Lord Lawson, who was Chancellor of the Exchequer between 1983 and 1989, said: “I have no doubt that the present policy is a disaster.
“This is an important issue, which I have thought about for many years. But I still don't know what the right answer is – I have joined the APPG in the hope that it may help us to find the right answer.”
Other high-profile figures in the group include Baroness Manningham-Buller, who served as Director General of MI5, the security service, between 2002 and 2007; Lord Birt, the former Director-General of the BBC who went on to become a “blue-sky thinker” for Tony Blair; Lord Macdonald of River Glaven, until recently the Director of Public Prosecutions; and Lord Walton of Detchant, a former president of the British Medical Association and the General Medical Council.
Current MPs on the group include Peter Bottomley, who served as a junior minister under Margaret Thatcher; Mike Weatherley, the newly elected Tory MP for Hove and Portslade; and Julian Huppert, the Liberal Democrat MP for Cambridge.
The group’s formation coincides with the 50th anniversary of the United Nations Single Convention on Narcotic Drugs, which paved the way for a war on drugs by describing addiction as a “serious evil”, attempting to limit production for medicinal and scientific uses only, and coordinating international action against traffickers.
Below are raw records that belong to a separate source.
PR #620, opened 2016-02-04
Avoids exposing zone id

### LINKED ISSUE #610: Should we overload methods for manipulating managed zone for both id and name?

mderka:
Removes all the methods that identify zones by id. Also switches zone id attribute from BigInteger to String. Makes id read only attribute settable by package scope builder method only, and forces name to be set.

Adds options for zone create method.

Addressed all comments of #610. Fixes #610.

### DIFF
--- a/gcloud-java-dns/src/main/java/com/google/gcloud/dns/Zone.java
+++ b/gcloud-java-dns/src/main/java/com/google/gcloud/dns/Zone.java
@@ -66,8 +66,7 @@ public class Zone implements Serializable {
   }
 
   /**
-   * Retrieves the latest information about the zone. The method retrieves the zone by name which
-   * must always be initialized.
+   * Retrieves the latest information about the zone. The method retrieves the zone by name.
    *
    * @param options optional restriction on what fields should be fetched
    * @return zone object containing updated information or {@code null} if not not found
@@ -100,7 +99,7 @@ public class Zone implements Serializable {
 
   /**
    * Submits {@link ChangeRequest} to the service for it to applied to this zone. The method
-   * searches for zone by name which must always be initialized.
+   * searches for zone by name.
    *
    * @param options optional restriction on what fields of {@link ChangeRequest} should be returned
    * @return ChangeRequest with server-assigned ID
@@ -114,8 +113,8 @@ public class Zone implements Serializable {
 
   /**
    * Retrieves an updated information about a change request previously submitted to be applied to
-   * this zone. Returns a {@link ChangeRequest} or {@code null} if the change request was not
-   * found. Throws {@link DnsException} if the zone is not found.
+   * this zone. Returns a {@link ChangeRequest} or {@code null} if the change request was not found.
+   * Throws {@link DnsException} if the zone is not found.
    *
    * @param options optional restriction on what fields of {@link ChangeRequest} should be returned
    * @return updated ChangeRequest
@@ -129,8 +128,8 @@ public class Zone implements Serializable {
   }
 
   /**
-   * Retrieves all change requests for this zone. The method searches for zone by name which must
-   * always be initialized. Returns a page of {@link ChangeRequest}s.
+   * Retrieves all change requests for this zone. The method searches for zone by name. Returns a
+   * page of {@link ChangeRequest}s.
    *
    * @param options optional restriction on listing and fields to be returned
    * @return a page of change requests


gcloud-java-dns/src/main/java/com/google/gcloud/dns/Zone.java
```diff
@@ -68,166 +66,81 @@ public static Zone get(Dns dnsService, String zoneName, Dns.ZoneOption... option
...
-      zone = Zone.get(dns, zoneInfo.name(), options);
-    }
-    return zone;
+    return Zone.get(dns, zoneInfo.name(), options);
   }
 
   /**
-   * Deletes the zone. The method first attempts to delete the zone by ID. If the zone is not found
-   * or id is not set, it attempts to delete by name.
+   * Deletes the zone. The method first deletes the zone by name which must always be initialized.
```
aozarov: No need for "first". Also, name should always be available (checked by`ZoneInfo`).

gcloud-java-dns/src/main/java/com/google/gcloud/dns/Zone.java
```diff
@@ -68,166 +66,81 @@ public static Zone get(Dns dnsService, String zoneName, Dns.ZoneOption... option
...
-    }
-    return deleted;
+    return dns.delete(zoneInfo.name());
   }
 
   /**
-   * Lists all {@link DnsRecord}s associated with this zone. First searches for zone by ID and if
-   * not found then by name.
+   * Lists all {@link DnsRecord}s associated with this zone. The method searches for zone by name
+   * which must always be initialized.
```
aozarov: Same here. I think the comment "which must always be initialized" is confusing.

gcloud-java-dns/src/main/java/com/google/gcloud/dns/Zone.java
```diff
@@ -68,166 +66,81 @@ public static Zone get(Dns dnsService, String zoneName, Dns.ZoneOption... option
...
-    }
-    return updated;
+    return dns.applyChangeRequest(zoneInfo.name(), changeRequest, options);
   }
 
   /**
    * Retrieves an updated information about a change request previously submitted to be applied to
-   * this zone. First searches for the zone by ID and if not found then by name. Returns a {@link
-   * ChangeRequest} if found and {@code null} is the zone or the change request was not found.
+   * this zone. The method searches for zone by name which must always be initialized. Returns a
```
aozarov: I don't think we need to mention " The method searches for zone by name which must always be initialized."

gcloud-java-dns/src/main/java/com/google/gcloud/dns/Zone.java
```diff
@@ -68,166 +66,81 @@ public static Zone get(Dns dnsService, String zoneName, Dns.ZoneOption... option
...
+   * {@link ChangeRequest} if and {@code null} if the change request was not found. Throws {@link
```
aozarov: "if and"?

gcloud-java-dns/src/main/java/com/google/gcloud/dns/Zone.java
```diff
@@ -68,166 +66,81 @@ public static Zone get(Dns dnsService, String zoneName, Dns.ZoneOption... option
...
+   * DnsException} if the zone is not found.
    *
    * @param options optional restriction on what fields of {@link ChangeRequest} should be returned
    * @return updated ChangeRequest
    * @throws DnsException upon failure or if the zone is not found
-   * @throws NullPointerException if both zone ID and name are not initialized
    * @throws NullPointerException if the change request does not have initialized id
```
aozarov: Did you mean "if {@code changeRequestId} is null"?

gcloud-java-dns/src/main/java/com/google/gcloud/dns/Zone.java
```diff
@@ -68,166 +66,81 @@ public static Zone get(Dns dnsService, String zoneName, Dns.ZoneOption... option
...
-    return updated;
+    return dns.getChangeRequest(zoneInfo.name(), changeRequestId, options);
   }
 
   /**
-   * Retrieves all change requests for this zone. First searches for the zone by ID and if not found
-   * then by name. Returns a page of {@link ChangeRequest}s or {@code null} if the zone is not
-   * found.
+   * Retrieves all change requests for this zone. The method searches for zone by name which must
+   * always be initialized. Returns a page of {@link ChangeRequest}s. Throws a {@link DnsException}
```
aozarov: It is necessary to mention that DnsException is thrown if zone not found twice?

gcloud-java-dns/src/main/java/com/google/gcloud/dns/ZoneInfo.java
```diff
@@ -255,7 +232,7 @@ public Builder toBuilder() {
     pb.setDescription(this.description());
     pb.setDnsName(this.dnsName());
     if (this.id() != null) {
-      pb.setId(this.id());
+      pb.setId(new BigInteger(this.id()));
```
aozarov: Fine as is. An alternative would be to keep it internally as BigInteger, however return it to the user as string (id.toString()).

gcloud-java-dns/src/main/java/com/google/gcloud/dns/ZoneInfo.java
```diff
@@ -66,19 +66,10 @@
     private Builder() {
```
aozarov: I don't think we need it.

gcloud-java-dns/src/test/java/com/google/gcloud/dns/ZoneTest.java
```diff
@@ -137,311 +108,177 @@ public void testGetByName() {
...
-    expect(dns.getZone(ZONE_ID)).andReturn(null);
-    expect(dns.getZone(ZONE_ID, ZONE_FIELD_OPTIONS)).andReturn(null); // for options
+    expect(dns.listDnsRecords(ZONE_NAME, DNS_RECORD_OPTIONS)).andThrow(EXCEPTION);
+    expect(dns.listDnsRecords(ZONE_NAME, DNS_RECORD_OPTIONS)).andThrow(EXCEPTION);
     replay(dns);
-    Zone result = zoneNoName.reload();
-    assertNull(result);
-    zoneNoName.reload(ZONE_FIELD_OPTIONS); // for options
+    try {
+      zoneNoId.listDnsRecords();
```
aozarov: zoneNoId should not be needed once we validate that on Zone construction.

gcloud-java-dns/src/main/java/com/google/gcloud/dns/Zone.java
mderka: Right. Got rid of the initialization statement.

gcloud-java-dns/src/main/java/com/google/gcloud/dns/Zone.java
mderka: removed

gcloud-java-dns/src/main/java/com/google/gcloud/dns/Zone.java
mderka: removed

gcloud-java-dns/src/main/java/com/google/gcloud/dns/Zone.java
mderka: should be "or",

gcloud-java-dns/src/main/java/com/google/gcloud/dns/Zone.java
mderka: Correct. Fixed.

gcloud-java-dns/src/main/java/com/google/gcloud/dns/Zone.java
mderka: Probably not. Removed.

gcloud-java-dns/src/main/java/com/google/gcloud/dns/ZoneInfo.java
mderka: I will leave it as is. I do not see any particular benefit of one solution over another.

gcloud-java-dns/src/main/java/com/google/gcloud/dns/ZoneInfo.java
mderka: Correct if we assume that the pb object always has initialized name. This assumption should be safe to make with the exception of specifying giving the user the option to specify fields of zone to be returned. I rectified the issue by enforcing the field selectors of zone to always return zone name instead of zone id which it was set to up to now. Removing the builder.

gcloud-java-dns/src/test/java/com/google/gcloud/dns/ZoneTest.java
mderka: Removed.

gcloud-java-dns/src/main/java/com/google/gcloud/dns/Zone.java
```diff
@@ -68,166 +66,78 @@ public static Zone get(Dns dnsService, String zoneName, Dns.ZoneOption... option
...
-    return page;
+    return dns.listDnsRecords(zoneInfo.name(), options);
   }
 
   /**
-   * Submits {@link ChangeRequest} to the service for it to applied to this zone. First searches for
-   * the zone by ID and if not found then by name. Returns a {@link ChangeRequest} with
-   * server-assigned ID or {@code null} if the zone was not found.
+   * Submits {@link ChangeRequest} to the service for it to applied to this zone. The method
+   * searches for zone by name which must always be initialized.
```
aozarov: d/which must always be initialized/g

gcloud-java-dns/src/main/java/com/google/gcloud/dns/ZoneInfo.java
aozarov: As said. Fine as is. Just FYI, the slight advantage that I see with my suggestion is that because
the Builder.id method is package scope a code outside of this class may supply a string which
is could not be converted to BigInteger.

aozarov:
Looks good. @mderka feel free to merge after fixing the javadoc.

mderka:
Fixed. Merging.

The peers and MPs say that despite governments “pouring vast resources” into the attempt to control drug markets, availability and use has increased, with up to 250 million people worldwide using narcotics such as cannabis, cocaine and heroin in 2008.
They believe the trade in illegal drugs makes more than £200 billion a year for criminals and terrorists, as well as destabilising entire nations such as Afghanistan and Mexico.
As a result, the all-party group is working with the Beckley Foundation, a charitable trust, to review current policies and scientific evidence in order to draw up proposed new ways to deal with the problem.